I'm trying to process an input sequence with Boost.Range. The library leaves quite a lot to be desired, so I have to write some additional range adaptors on my own. Most of them are straightforward, but I ran into some difficulties when I tried to implement an equivalent of Haskell's groupBy (or ranges-v3's group_by_view). It's a transformation that takes an input range and returns a range of ranges, each containing a sequence of adjacent elements from the input that satisfy some given binary predicate. For example, if the binary predicate is simply std::equal_to<int>()
, the sequence
{1, 1, 2, 3, 5, 5, 5, 4, 1}
would be mapped to
{{1, 1}, {2}, {3}, {5, 5, 5}, {4}, {1}}
My problem is with the interface for this adaptor.
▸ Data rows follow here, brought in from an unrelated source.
PR #190, opened 2026-04-20
Move 'maintenance across restarts' to a common section

### LINKED ISSUE #152: Section 5.2.1 discusses AIL prefix/addressability
Section 5.2.1, under 5.2, is supposed to consider only stub network prefix/addressability. However, it also talks about AIL aspects - see text below. This should be moved under 5.1 , right?  

Maybe the entire section 5.2.1 should move under 5.1 ?

> For example, suppose there are two SNAC routers connected to the same infrastructure link. When the first SNAC router is restarted, the second takes over providing an on-link prefix. Now the first router rejoins the link. It sees that the second SNAC router's prefix is advertised on the infrastructure link, and therefore does not advertise its own.
> 
> This behavior can cause problems because the first SNAC router no longer sees the on-link prefix it had been advertising on infrastructure as on-link. Consequently, if it receives a packet to forward to such an address, it will forward that packet directly to a default router, if one is present; otherwise, it will have no route to the destination, and will drop the packet.
> 
> To address this problem, SNAC routers SHOULD remember the last time a prefix was advertised across restarts. On restart, the router configures the prefix on its interface but does not advertise it in Router Advertisements. Devices that are still using that prefix will be seen as on-link to the router, and so packets will be delivered using ND on-link rather than forwarded to the default router.
> 
> When a SNAC router has only flash memory with limited write lifetime, it may be inappropriate to do a write to flash every time an RA beacon containing a prefix is sent. In this case, the router SHOULD record the set of prefixes that have been advertised on infrastructure and the maximum valid lifetime that was advertised. On restart, the router should assume that hosts on the infrastructure link have received advertisements for any such prefixes.
> 
> When possible, it is best if all SNAC routers serving a particular stub network use the same 64-bit prefix on the AIL. For example, Thread SNAC routers use bits from the Thread Extended PAN ID to generate the ULA prefix's Global ID and Subnet ID. The Global ID generation conforms to [RFC4193] because the Extended PAN ID is generated randomly using the same mechanism that is specified in RFC 4193 for the ULA prefix bits.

Suppose
auto i = (input | grouped_by(std::equal_to<int>())).begin();
if i
is incremented, it would have to scan the underlying sequence until it finds 2. If, however, I first scan *i
(which is the range {1, 1}
), I essentially already found the end of the first group, so the traversal caused by ++i
would be redundant. It's possible to have some feedback path from the inner iterator to the outer one, i.e. have i
start the scan from the last element reached by the inner iterator, but that would cause a lot of overhead, and risk creating dangling iterators.
I'm wondering if there is some idiomatic way to deal with this problem. Ideally some redefinition of grouped_by
interface that sidesteps the problem altogether. Obviously the input range has to be scanned to find the beginning of each group, but I'd like to have a robust way to do that without rescanning elements for no reason. (By robust I mean not invalidating iterators as long as the underlying input range's iterators are valid, and certainly not during the scan itself.)
So.. is there some known/proven/elegant solution to this?